*Exercise goal*. Please restate the data word for word.

------ Dataset content

PR #6255, opened 2022-10-07
[pdata] Add documentation defining naming conventions

dmitryax:
The documentation is intended to summarize all the naming rules followed in pdata module

### DIFF
--- a/pdata/README.md
+++ b/pdata/README.md
@@ -1,0 +1,236 @@
+# Pipeline data (pdata)
+
+Pipeline data (pdata) implements data structures that represent telemetry data in-memory. All data received 
+is converted into this format, travels through the pipeline in this format, and is converted from this format by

------------

*Answer section*.
PR #6255, opened 2022-10-07
[pdata] Add documentation defining naming conventions

dmitryax:
The documentation is intended to summarize all the naming rules followed in pdata module

### DIFF
--- a/pdata/README.md
+++ b/pdata/README.md
@@ -1,0 +1,236 @@
+# Pipeline data (pdata)
+
+Pipeline data (pdata) implements data structures that represent telemetry data in-memory. All data received 
+is converted into this format, travels through the pipeline in this format, and is converted from this format by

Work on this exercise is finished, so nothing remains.